One of the major objections to Christianity in the modern world is that it is a dogmatic religion. That is to say, Christians have formulated truth in intellectual propositions. Many people find this unacceptabel for a variety of reasons.
First, it is objected that dogma divides. As soon as you set down a truth in an intellectual proposition you put a wedge between Christians of good will who disagree about the truth of that proposition. This dogmatical division, it is argued, is what makes Christianity so divided. If we could simply leave dogma on one side, then we would all be able to get back together.
The second objection is linked to the first. Here is is objected that an intellectual, verbal proposition of truth is, by its very nature, limited and totally inadequate. The truths of faith are vast and cosmic in their dimensions. The mystery is far to great and awesome to be contained in verbal proposition. It therefore squashes faith into a tiny package and people are content with their little dogma and never go further to the life of faith.
The third objection to dogma is connected to the second: that it is irrelevant. These tiny and limited propositions of faith only serve to narrow the vision and spiritual life. The reality of life in Christ, the abundant life, the life of the Spirit, the life of faith and love–all of this is cramped and confined and limited by this troublesome thing called dogma. One needs to set out on the adventure of faith with Christ unfettered by denomination boundaries, dogma and narrow definitions.
A fourth objection is that dogma is a cultural and historical construct in the first place. Particular dogmas were defined and verbal propositions were constructed to address particular historical and cultural dilemmas and controversies. They may have been useful at one time. They are not longer useful. Furthermore, the language of the propositions was conditioned by the philosophical and cultural perspectives of the time, and these things change. A Thomistic defninition of transubstantiation, for example, is virtually meaningless to modern man, not only because we don’t operate in a medieval mentality, but also because terms themselves like ‘accident’ and ‘substance’ and ‘essence’ are either meaningless, or they mean almost exactly the opposite of what they meant then.
A fifth objection to dogma is that it is culturally determined and therefore limited. The propositions of the Christian faith were developed in the ancient Middle East or in medieval Europe. What on earth could they possibly mean to 21st century man in New York or New Delhi or Mexico or Moscow or Milan?
The final objection is that of progressivism. We have moved on from the need for dogma, say the progressivists. Now we are more spiritually liberated and we understand that dogma is for those of weaker minds and lower spiritual development. This is linked with syncretism and eclecticism, “Now we can exist in spiritual freedom, drawing from the fountains of many differents spiritualities, and producing our own amalgam of spiritual paths to inspire our journeys.”

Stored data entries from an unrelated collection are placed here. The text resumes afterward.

PR #11526, opened 2016-10-18
client: get caller's uid/gid on every libcephfs operation

ukernel:
Fixes: http://tracker.ceph.com/issues/17591

### DIFF
--- a/src/client/UserPerm.h
+++ b/src/client/UserPerm.h
@@ -65,8 +65,8 @@ public:
     return *this;
   }
 
-  uid_t uid() const { return m_uid; }
-  gid_t gid() const { return m_gid; }
+  uid_t uid() const { return m_uid != (uid_t)-1 ? m_uid : ::geteuid(); }
+  gid_t gid() const { return m_gid != (gid_t)-1 ? m_gid : ::getegid(); }
   bool gid_in_groups(gid_t gid) const {
     if (gid == m_gid) return true;
     for (int i = 0; i < gid_count; ++i) {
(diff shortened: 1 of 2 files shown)


jcsp:
Looks sane to me, @gregsfortytwo please could you review

gregsfortytwo:
I was really trying to move away from this model, but I guess until we have @jtlayton's new libcephfs and bindings done we need our tests to pass. :/ Did we run this through the samba test suite?

src/client/UserPerm.h
```diff
@@ -65,8 +65,8 @@ struct UserPerm
     return *this;
   }
 
-  uid_t uid() const { return m_uid; }
-  gid_t gid() const { return m_gid; }
+  uid_t uid() const { return m_uid != (uid_t)-1 ? m_uid : ::geteuid(); }
+  gid_t gid() const { return m_gid != (gid_t)-1 ? m_gid : ::getegid(); }
```
jtlayton: For the record, we should really be using the fsuid and fsgid here (at least on Linux) and not the euid/egid. In most cases, they are identical but there are cases where they can be different. Unfortunately, Linux has no getfsuid() syscall -- you have to issue setfsuid(-1) which will always fail, but will return the existing fsuid.

What we should probably do is roll our own getfsuid() routine that does that on Linux and just calls out to geteuid() on other platforms. That said, we should probably do that in the context of a different PR.

jtlayton: Hmm...maybe I'm wrong there actually. The setfsuid manpage says "don't use it", so maybe geteuid is fine. I think you can disregard my comment...

ukernel:
http://pulpito.ceph.com/zyan-2016-10-20_07:49:59-samba-wip-zyan-testing---basic-smithi/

One can be sympathetic to these objections, and certainly when religion becomes all dogma and nothing but dogma, the result is a deadly kind of intellectual legalism. The letter of the law brings death. The Spirit brings life. However, recognizing the importance of dogma is not necessarily deadly anymore than the existence of civil law is death to a society, and this is a good analogy. A civil society needs the rule of law in order for the freedom and justice to prosper. The rule of law can turn into tyranny, but it can also be the very thing that liberates from tyranny and grants true freedom.

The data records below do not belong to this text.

PR #210, opened 2024-08-27
A523 FEL fixes

apritzel:
While playing with a proper A523 (T527, really) devboard, I noticed some issues with the FEL support: We need to disable the I-cache, to allow uploading *and* executing code via FEL.
Also the load and buffer addresses are not ideal: the BROM actually loads any MMC payload somewhere else, so we need to follow suit here to keep a single SPL image, for loading via both SD card/eMMC/SPI and via FEL.


jernejsk (approved):
Confirmed as needed, LGTM.

PR #211, opened 2024-09-23
Rework uart0-helloworld-sdboot to use SoC table

apritzel:
Over time the seemingly simple uart0-helloworld-sdboot program became a bit of a mess: new SoCs tend to mix and match various properties, and people adding support for them needed to find the right group to put them into. This lead to long `if (soc_is_xxx() || soc_is_yyy() ...)` chains, which are not only hardly readable, but made any changes quite error-prone.

This series reworks the whole design, by adding a SoC table (inspired by soc_info.c), where we hold various values for each SoC: among the SoC ID and its name things like the UART base address, the clock base, and the UART0 pins.
This not only simplifies the whole code, but makes adding support for new SoCs a breeze: as a bonus the last three patches add support for the A83T, the A80 and the A523. And even though this table takes about 1KB of RAM (for all the 23 supported SoCs), the whole binary got actually much smaller:
```
   text    data     bss     dec     hex filename
   4207       0      24    4231    1087 uart0-helloworld-sdboot.elf (before)
   2441       0      20    2461     99d uart0-helloworld-sdboot.elf (after)
```
Please review, I split the patches up to help with that process.


jernejsk (approved):

paulkocialkowski:
Great work, I've tried this on a few platforms (including A80) and it works nicely.

I've also been using this to rework the `jtag-loop` implementation to work on all SoCs (it essentially remaps the sdcard pins to jtag), which I can submit for review once it's cleaned-up and doesn't duplicate the code. So I might end-up moving this code to a common helper file.

PR #212, opened 2024-10-12
Fix fel-remotefunc-compiler execution on newer Ruby versions

iscle:
It was using a deprecated (now deleted) function to check file existence.

### DIFF
--- a/fel-remotefunc-compiler.rb
+++ b/fel-remotefunc-compiler.rb
@@ -48,7 +48,7 @@ def tool_exists(tool_name)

The same is true of dogma. A society needs law. A body needs a skeleton. An essay needs an outline. A journey needs a map. To fly you need wings. To sail you need a rudder. To dance you need rhythm. To sing you need a scale. A vine needs a trellis. True love demands a marriage.
Dogma is like this for religion. It is not the journey, it is the map for the journey.
Dogma makes an ephemeral faith concrete and solid. It provides an intellectual explanation and structure by which one experiences the mystery which is far greater than we can imagine. But throwing away dogma is like being in prison and trying to climb up to look out a high window, but not bothering to use the ladder which is available.
All of this explains why dogma is useful, but there is more to it than that. Christianity is the most specific and dogmatic of religions by virtue of the incarnation. We believe that in the fullness of time God sent forth his son, born of a woman. (Gal.4.4) That is to say, the universal became local. The cosmic became particular. The everlasting Man became a mortal. This is what the theologians call ‘the scandal of particularity.’ Could it be true that all that was eternal became focussed and particular? Can it be true that what was cosmic in dimension was born in a stable in Palestine during the time of the Roman Emperors?
Indeed, and this is why everywhere and in all times Christians have insisted on dogma, just as they insist that all other particular things matter. They say the devil is in the details. Christians say the Divine is in the details. Except you be faithful in a small thing you shall not be faithful in a great thing. If a person cannot be bothered to struggle with dogma and to work their way through the minutiae of their faith can they really be expected to master the greater journey?
So dogma is necessary–not because the journey of faith is unimportant but because it is most important, and dogma, rather than holding one back from the journey–provides the map so that journey can be undertaken with all due speed and diligence, accompanied by the fully panoply of dogmatic teaching of the church, and under the protection and with the guidance of all the saints who have walked this path before us.